Summary

Dynamic Memory Compression (DMC) is a new technology developed by NVIDIA that enhances the efficiency of large language models (LLMs). DMC compresses the conversation state adaptively, reducing memory usage without altering the Transformer architecture. This allows LLMs to handle longer sequences without exhausting memory, leading to significant improvements in throughput and latency.

What is Dynamic Memory Compression?

Dynamic Memory Compression (DMC) is a method for on-line key–value cache compression at inference time. It is designed to address the memory limitations of large language models (LLMs) by compressing the conversation state adaptively. DMC is a simple way to compress the key–value (KV) cache during inference without incurring a performance drop.

How Does DMC Work?

DMC works by teaching pre-existing LLMs to adaptively compress the conversation state. This is achieved through a process called retrofitting, which involves training the model on a negligible percentage of the original data. The model learns to apply different compression ratios in different heads and layers, allowing it to compress the conversation state without sacrificing performance.

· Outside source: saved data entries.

PR #433, opened 2025-04-04
filter slsa github workflow on positive path filter only

spencerschrock:
#### Summary

My previous suggestion in 66bb7cd was wrong:
> you may only define one of `paths` and `paths-ignore` for a single
  event

This will run the workflow in cases when only a SLSA readme changes, but those are much less frequent.

#### Release Note

NONE

#### Documentation

NONE


mihaimaruseac (approved):
Nice! I saw it too just now :four_leaf_clover:

PR #439, opened 2025-04-08
cli: Use sys.exit(1) in case signing or signature verification fails

stefanberger:
#### Summary

In case signing or signature verification fails exit with '1' so that scripts can react accordingly.

### DIFF
--- a/src/model_signing/_cli.py
+++ b/src/model_signing/_cli.py
@@ -16,6 +16,7 @@
 
 from collections.abc import Iterable, Sequence
 import pathlib
+import sys
 from typing import Optional
 
 import click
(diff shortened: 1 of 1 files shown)


spencerschrock (dismissed):
Nice catch!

The compression process is based on a decision variable that determines whether to append or merge new key–value pairs with the existing cache. This decision is made separately for each token, layer, and head, allowing the model to adaptively compress the conversation state.

Benefits of DMC

DMC offers several benefits, including:

  • Improved Throughput: DMC can increase the throughput of LLMs by up to 700% by compressing the conversation state and freeing up memory.
  • Reduced Latency: DMC can reduce the latency of LLMs by allowing them to process more tokens at a time.
  • Longer Sequences: DMC enables LLMs to handle longer sequences without exhausting memory, making them more suitable for applications that require generating long sequences of tokens.
  • Preserved Performance: DMC preserves the original downstream performance of LLMs, even at high compression rates.

Results

The results of DMC are impressive, with the technology achieving a performance comparable to vanilla models on various downstream tasks, including factuality, common-sense question answering, and coding. The results are summarized in the following tables:

Model Compression Rate MMLU (Factuality) Common-Sense QA HumanEval (Coding)
Llama-2-7B 1x 44.6 70.5 14.0
Llama-2-7B 4x 44.2 70.2 16.5
Llama-2-7B 8x 41.8 70.1 16.5
Llama-2-13B 1x 54.5 73.5 17.5
Llama-2-13B 4x 54.2 73.2 22.0
Llama-2-13B 8x 52.1 73.3 21.3
Model Compression Rate MMLU (Factuality)
Llama-2-7B + DMC 4x 4x 44.2
Llama-2-7B + DMC 4x (8-bit quantization) 4x 44.6
Llama-2-7B + DMC 8x 8x 41.8
Llama-2-7B + DMC 8x (8-bit quantization) 8x 41.7

Conclusion

Dynamic Memory Compression (DMC) is a game-changing technology that enhances the efficiency of large language models (LLMs). By compressing the conversation state adaptively, DMC allows LLMs to handle longer sequences without exhausting memory, leading to significant improvements in throughput and latency. With its ability to preserve the original downstream performance of LLMs, DMC is an essential tool for anyone working with LLMs. Whether you’re a researcher, developer, or practitioner, DMC is a technology that you can’t afford to ignore.